Stored items:
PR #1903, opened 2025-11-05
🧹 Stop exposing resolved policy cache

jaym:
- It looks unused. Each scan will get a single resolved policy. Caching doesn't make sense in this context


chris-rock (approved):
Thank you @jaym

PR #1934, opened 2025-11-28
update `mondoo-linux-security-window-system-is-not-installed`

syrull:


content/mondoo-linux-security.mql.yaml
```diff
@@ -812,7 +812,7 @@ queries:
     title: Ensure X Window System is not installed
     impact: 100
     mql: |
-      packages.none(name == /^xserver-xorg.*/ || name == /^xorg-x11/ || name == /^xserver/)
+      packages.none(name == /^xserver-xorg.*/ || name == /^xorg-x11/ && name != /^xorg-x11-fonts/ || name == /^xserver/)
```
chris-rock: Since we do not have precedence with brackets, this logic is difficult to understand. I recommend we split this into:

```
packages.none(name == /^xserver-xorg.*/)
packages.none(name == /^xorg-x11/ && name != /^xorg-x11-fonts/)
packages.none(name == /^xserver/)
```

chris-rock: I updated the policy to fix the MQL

--

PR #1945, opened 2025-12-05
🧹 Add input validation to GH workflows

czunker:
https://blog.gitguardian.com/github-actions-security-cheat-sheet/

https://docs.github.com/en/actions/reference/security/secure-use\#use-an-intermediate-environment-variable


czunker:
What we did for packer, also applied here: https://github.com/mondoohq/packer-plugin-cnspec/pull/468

* [Task goal]: Whenever a line in the records above contains the string "security", copy that line.

* [Your response]:
update `mondoo-linux-security-window-system-is-not-installed`
content/mondoo-linux-security.mql.yaml
https://blog.gitguardian.com/github-actions-security-cheat-sheet/
https://docs.github.com/en/actions/reference/security/secure-use\#use-an-intermediate-environment-variable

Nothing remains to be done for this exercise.